═════ EXERCISE INPUT

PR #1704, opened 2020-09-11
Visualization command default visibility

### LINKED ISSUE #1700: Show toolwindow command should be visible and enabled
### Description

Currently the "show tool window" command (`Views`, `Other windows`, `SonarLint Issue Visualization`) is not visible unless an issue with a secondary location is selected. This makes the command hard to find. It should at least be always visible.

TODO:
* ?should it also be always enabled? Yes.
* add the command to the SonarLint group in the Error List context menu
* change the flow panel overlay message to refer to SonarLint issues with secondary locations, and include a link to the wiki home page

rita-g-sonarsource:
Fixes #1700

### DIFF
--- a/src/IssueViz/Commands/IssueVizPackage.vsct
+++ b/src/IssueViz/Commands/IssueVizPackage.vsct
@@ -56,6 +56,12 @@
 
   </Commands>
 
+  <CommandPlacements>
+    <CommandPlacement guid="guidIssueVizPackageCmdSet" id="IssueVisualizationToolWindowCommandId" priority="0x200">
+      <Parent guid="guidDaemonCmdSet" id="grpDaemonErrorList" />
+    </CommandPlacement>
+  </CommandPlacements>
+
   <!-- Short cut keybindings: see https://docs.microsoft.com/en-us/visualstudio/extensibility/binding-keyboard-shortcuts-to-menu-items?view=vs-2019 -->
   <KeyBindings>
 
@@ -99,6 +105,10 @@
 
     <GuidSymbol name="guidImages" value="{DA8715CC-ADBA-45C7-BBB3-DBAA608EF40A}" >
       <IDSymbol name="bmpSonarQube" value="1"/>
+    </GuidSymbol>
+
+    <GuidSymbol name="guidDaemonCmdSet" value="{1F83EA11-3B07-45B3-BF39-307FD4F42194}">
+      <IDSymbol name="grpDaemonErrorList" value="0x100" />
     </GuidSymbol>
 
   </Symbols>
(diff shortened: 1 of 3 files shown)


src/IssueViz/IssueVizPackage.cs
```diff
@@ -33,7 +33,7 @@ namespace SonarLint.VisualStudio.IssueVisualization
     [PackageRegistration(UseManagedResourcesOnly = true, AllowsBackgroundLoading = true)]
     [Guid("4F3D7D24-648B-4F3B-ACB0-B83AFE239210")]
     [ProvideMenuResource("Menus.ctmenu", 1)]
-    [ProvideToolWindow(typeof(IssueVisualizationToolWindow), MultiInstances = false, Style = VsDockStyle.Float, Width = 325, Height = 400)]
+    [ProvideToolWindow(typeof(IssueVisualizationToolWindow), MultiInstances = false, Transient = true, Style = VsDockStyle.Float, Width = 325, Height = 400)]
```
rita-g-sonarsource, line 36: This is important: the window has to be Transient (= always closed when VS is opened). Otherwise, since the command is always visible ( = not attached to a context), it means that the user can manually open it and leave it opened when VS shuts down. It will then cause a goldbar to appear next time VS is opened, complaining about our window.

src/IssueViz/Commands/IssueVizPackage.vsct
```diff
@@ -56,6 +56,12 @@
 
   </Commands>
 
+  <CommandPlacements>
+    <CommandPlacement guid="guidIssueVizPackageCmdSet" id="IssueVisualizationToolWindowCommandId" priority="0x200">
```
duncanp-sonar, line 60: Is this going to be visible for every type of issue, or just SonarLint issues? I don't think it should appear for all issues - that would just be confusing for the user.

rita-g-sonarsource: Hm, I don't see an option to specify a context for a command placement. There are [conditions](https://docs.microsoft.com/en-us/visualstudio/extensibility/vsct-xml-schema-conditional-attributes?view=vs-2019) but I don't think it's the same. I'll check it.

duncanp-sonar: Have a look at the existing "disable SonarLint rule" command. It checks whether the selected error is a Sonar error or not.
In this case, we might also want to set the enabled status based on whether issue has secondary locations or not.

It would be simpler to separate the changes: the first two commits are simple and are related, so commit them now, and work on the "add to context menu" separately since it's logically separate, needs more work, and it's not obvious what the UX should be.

══════════

• _WHAT IS EXPECTED_:
Where a line of the entries above holds the word "docs", return that line.

• _COMPLETED EXERCISE_:
   <!-- Short cut keybindings: see https://docs.microsoft.com/en-us/visualstudio/extensibility/binding-keyboard-shortcuts-to-menu-items?view=vs-2019 -->
rita-g-sonarsource: Hm, I don't see an option to specify a context for a command placement. There are [conditions](https://docs.microsoft.com/en-us/visualstudio/extensibility/vsct-xml-schema-conditional-attributes?view=vs-2019) but I don't think it's the same. I'll check it.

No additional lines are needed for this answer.